__PROVIDED DATA__
PR #1820, opened 2021-03-26
Fix db_demo.yaml to use instruments instead of telescopes in photometry and add P48 telescope and ZTF instrument

scizen9:
…hotometry point to ZTF instrument


scizen9:
I could not find precise values for latitude, longitude and elevation for P48.  Those values are from the [Wikepedia article](https://en.wikipedia.org/wiki/Samuel_Oschin_telescope) on the P48 and may not be precise.

data/db_demo.yaml
```diff
@@ -273,6 +294,20 @@ sources:
     group_ids:
       - =public_group_id
       - =program_A
+  - id: ZTFe028h94k
```
dannygoldstein, line 297: are these real names ?

acrellin (approved):

data/db_demo.yaml
scizen9: Yes.  They are the names on the ZTF variable marshal.

dmitryduev: (true, but they are auto-generated and random)

PR #1823, opened 2021-03-29
Invert only grayscale thumbnails when "Invert thumbnails" is set

### LINKED ISSUE #1800: Do not invert RGB images
The new image inversion (in the Profile preferences) is most helpful for B&W/greyscale images, but should not be done for RGB images regardless of the inversion toggle. Usually RGB images are helpful for seeing the colors of the host/reference field and doing a color inversion does not make sense.

kmshin1397:
This PR modifies the "Invert thumbnails" UI preference to a "Invert grayscale thumbnails" option so that RGB thumbnails are not inverted. To facilitate this, an `is_grayscale` Boolean column is added to the `thumbnails` table, populated via a Python function `image_is_grayscale` which looks roughly at the color distribution in the image to classify it as colored or grayscale. This is a more forgiving way of choosing which thumbnails should be inverted than, say, checking the color mode in the PNG header, since a PNG file can be marked as colored (encodes all three of RGB color bands) but still only consist of black/white pixels. 

I considered doing this computation on the fly on the front-end instead of adding a new data column, but it was 1) much easier to do on the Python side with `PIL` than with JavaScript and 2) the overhead for computing it on thumbnail inserts was not that bad, so might as well just do it once and cache it in the database.

I did some quick benchmarking of the overhead introduced by running the grayscale classifier logic on inserts to `thumbnails`, and there was roughly ~2 ms added per POST call to `/api/thumbnail`. I think this is acceptable, as this would still place the average POST thumbnail call at around 30ms based on the latest Kowalski performance report (basically the same as our Source/Candidate HEAD calls).

invert

Closes #1800


kmshin1397:
Test failures are real - investigating

skyportal/models.py
```diff
@@ -3129,6 +3130,25 @@ class Thumbnail(Base):
...
+def classify_thumbnail_grayscale(mapper, connection, target):
+    if target.file_uri is not None:
+        target.is_grayscale = image_is_grayscale(target.file_uri)
+    else:
+        try:
+            target.is_grayscale = image_is_grayscale(
+                requests.get(target.public_url, stream=True).raw
+            )
+        except requests.exceptions.RequestException:
+            pass
```
acrellin, line 3151: Have you tested that the front-end doesn't error when `is_grayscale` is null?

kmshin1397: Ah no, not specifically but I don't think that should ever be the case because I've set the data model column to have `nullable=False` with `default=False`. Basically, all thumbnails will be assumed to be colored by default to start out until the event listener to classify it runs. The `try...except...` here will catch errors if external URL thumbnails (like PS1) lead to bad requests for whatever reason and those thumbnails will just keep the default `is_grayscale  = False`.

acrellin: Sounds good

skyportal/utils/thumbnail.py
```diff
@@ -0,0 +1,38 @@
+from PIL import Image, ImageStat, UnidentifiedImageError
+
+
+def image_is_grayscale(file, thumb_size=40, MSE_cutoff=22, adjust_color_bias=True):
```
dmitryduev, line 4: Please make these configurable in `config.yaml` and grab them in the calls from there so that we could tweak things easily if necessary.

dmitryduev (commented):
Thanks @kmshin1397! LGTM, just one request and should be good to go in.

acrellin:
@kmshin1397 What's the status of this PR?

kmshin1397:
@acrellin Just waiting for re-review from Dima, I think. I made the configs change he requested and re-tagged him just now

kmshin1397:
Ah wait I need to update the migrations so we don't have branching I think

dmitryduev (approved):
Looks great, thanks @kmshin1397!

Issue #1824, opened 2021-03-30
Store weather data in separate table rather than telescopes table


acrellin:
We are seeing permissions errors when attempting to update weather data, as a user who has read access to a telescope doesn't necessarily have update access.

PR #1825, opened 2021-03-30
Move weather data into separate table

acrellin:
This PR moves weather data from the `Telescope` model into a new `Weather` model, with public update access (this addresses the permissions issues we were running into when attempting to update weather info). Handler is updated accordingly, with minor front-end changes.

Closes https://github.com/skyportal/skyportal/issues/1824

weather


acrellin:
Failure unrelated:
```
FAILED skyportal/tests/api/test_sources.py::test_starlist - Failed: DID NOT R...
```

alembic/versions/8f086f8c0c21_move_weather_data_to_separate_table.py
```diff
@@ -0,0 +1,70 @@
...
+    # ### end Alembic commands ###
+
+
+def downgrade():
+    # ### commands auto generated by Alembic - please adjust! ###
+    op.add_column(
+        'telescopes',
+        sa.Column(
+            'weather_retrieved_at',
+            postgresql.TIMESTAMP(),
```
kmshin1397, line 53: Should this be of type `sa.DateTime()`?

dmitryduev (changes requested):
Looks good @acrellin, just one comment: when I start from fresh, this is what I see:
image
So I guess the demo data needs to be updated. Otherwise should be good to go.

skyportal/models.py
```diff
@@ -1588,6 +1588,7 @@ class Telescope(Base):
     skycam_link = sa.Column(
         URLType, nullable=True, doc="Link to the telescope's sky camera."
     )
+    weather_link = sa.Column(URLType, doc="Link to the preferred weather site")
```
profjsb, line 1591:
```suggestion
    weather_link = sa.Column(URLType, doc="Link to the preferred weather site.")
```

skyportal/models.py
```diff
@@ -1722,6 +1715,28 @@ def ephemeris(self, time):
         }
 
 
+class Weather(Base):
+    update = public
+
+    weather_info = sa.Column(JSONB, doc="Latest weather information")
```
profjsb, line 1721:
```suggestion
    weather_info = sa.Column(JSONB, doc="Latest weather information.")
```

alembic/versions/8f086f8c0c21_move_weather_data_to_separate_table.py
```diff
@@ -0,0 +1,70 @@
...
+        sa.Column('retrieved_at', sa.DateTime(), nullable=True),
+        sa.Column('telescope_id', sa.Integer(), nullable=False),
+        sa.ForeignKeyConstraint(
+            ['telescope_id'], ['telescopes.id'], ondelete='CASCADE'
+        ),
+        sa.PrimaryKeyConstraint('id'),
+    )
+    op.create_index(
+        op.f('ix_weathers_created_at'), 'weathers', ['created_at'], unique=False
+    )
```
profjsb, line 38: Does this need to be an index?

profjsb (approved):

alembic/versions/8f086f8c0c21_move_weather_data_to_separate_table.py
acrellin: This is what alembic specifies for a `sa.DateTime` column. And the migration checks seem to like this, so seems :+1:

acrellin:
> Looks good @acrellin, just one comment: when I start from fresh, this is what I see:
> image
> So I guess the demo data needs to be updated. Otherwise should be good to go.

@dmitryduev you need a valid weather API key in your local config in order for this to work (look in the fritz-deploy secrets file)

alembic/versions/8f086f8c0c21_move_weather_data_to_separate_table.py
acrellin: All models that inherit from Base have this indexed column.

dmitryduev (approved):
Right, thanks :)

PR #1826, opened 2021-03-30
Refactor GroupAdmissionRequest permissions and add corresponding tests

kmshin1397:
This PR refactors the GroupAdmissionRequest handlers to use the new permissions system. I also catch the `AccessErrors` thrown by the accessible functions so that we can return more informative error messages. Finally, I added a new set of API tests to test these handlers since we only had a couple of frontend tests for them which didn't cover most of the access error cases. I just wanted to get out a smaller PR for just this one class first to make sure I'm on the right track with the new infrastructure. 

Also discovered/fixed a bug in the single GET handler for admission requests (`to_json()` should've been `to_dict()`)


skyportal/handlers/api/group_admission_request.py
```diff
@@ -190,7 +189,14 @@ def post(self):
...
                 )
             )
-        self.verify_and_commit()
+
+        try:
+            self.verify_and_commit()
+        except AccessError:
+            return self.error(
+                "Insufficient permissions: group admission requests cannot be made on behalf of others."
+            )
```
dannygoldstein, line 198:
```suggestion
        except AccessError as e:
            return self.error(
                f"Insufficient permissions: group admission requests cannot be made on behalf of others. (Original exception: {e.args[0]})"
            )
```

skyportal/handlers/api/group_admission_request.py
```diff
@@ -236,13 +242,19 @@ def patch(self, admission_request_id):
...
+            admission_request = GroupAdmissionRequest.get_if_accessible_by(
+                admission_request_id,
+                self.current_user,
+                raise_if_none=True,
+                mode="update",
+            )
+        except AccessError:
+            return self.error(
+                "Insufficient permissions: group admission request status can only be changed by group admins."
+            )
```
dannygoldstein, line 256: see above - it will be useful for debugging to see the original access error

skyportal/handlers/api/group_admission_request.py
```diff
@@ -277,15 +289,18 @@ def delete(self, admission_request_id):
...
+            admission_request = GroupAdmissionRequest.get_if_accessible_by(
+                admission_request_id,
+                self.current_user,
+                raise_if_none=True,
+                mode="delete",
+            )
+        except AccessError:
+            return self.error(
+                "Insufficient permissions: only the requester can delete a group admission request."
+            )
```
dannygoldstein, line 302: see above

skyportal/models.py
```diff
@@ -396,6 +397,12 @@ class Group(Base):
 class GroupAdmissionRequest(Base):
     """Table tracking requests from users to join groups."""
 
+    read = ComposedAccessControl(
+        AccessibleIfUserMatches('user'), accessible_by_group_admins, logic='or'
+    )
```
dannygoldstein, line 402:
```suggestion
    read = AccessibleIfUserMatches('user') | accessible_by_group_admins
```

dannygoldstein (approved):

dannygoldstein:
failures unrelated

dannygoldstein:
looks great @kmshin1397. and thanks for patching up the test suite to catch some of the API vulnerabilities.

acrellin (approved):
Once Danny's comments are addressed, :+1: from me. Good that we're catching the AccessError here -- I've noticed the TB still shows up in the logs when it's raised and uncaught, which is not ideal.

dannygoldstein:
Failures unrelated

PR #1827, opened 2021-03-30
Pin latest BL

dmitryduev:
...where we updated the `pyjwt` requirement to `>2.0.1`.


acrellin (approved):
Will merge when green

Issue #1828, opened 2021-03-30
Query parameter radius units


AlexGKim:
In the documentation it would be useful to give the units for the query parameter radius in the source retrieval.  What is it BTW?

http://skyportal.io/docs/api.html#tag/sources/paths/~1api~1sources~1obj_id/patch

acrellin:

__WHAT THE EXERCISE ASKS__
Your answer should consist solely of the lines above from the line with "skyportal/utils/thumbnail.py" to the line with "Issue #1824, opened 2021-03-30", both included, reproduced exactly.

__YOUR SOLUTION__
skyportal/utils/thumbnail.py
```diff
@@ -0,0 +1,38 @@
+from PIL import Image, ImageStat, UnidentifiedImageError
+
+
+def image_is_grayscale(file, thumb_size=40, MSE_cutoff=22, adjust_color_bias=True):
```
dmitryduev, line 4: Please make these configurable in `config.yaml` and grab them in the calls from there so that we could tweak things easily if necessary.

dmitryduev (commented):
Thanks @kmshin1397! LGTM, just one request and should be good to go in.

acrellin:
@kmshin1397 What's the status of this PR?

kmshin1397:
@acrellin Just waiting for re-review from Dima, I think. I made the configs change he requested and re-tagged him just now

kmshin1397:
Ah wait I need to update the migrations so we don't have branching I think

dmitryduev (approved):
Looks great, thanks @kmshin1397!

Issue #1824, opened 2021-03-30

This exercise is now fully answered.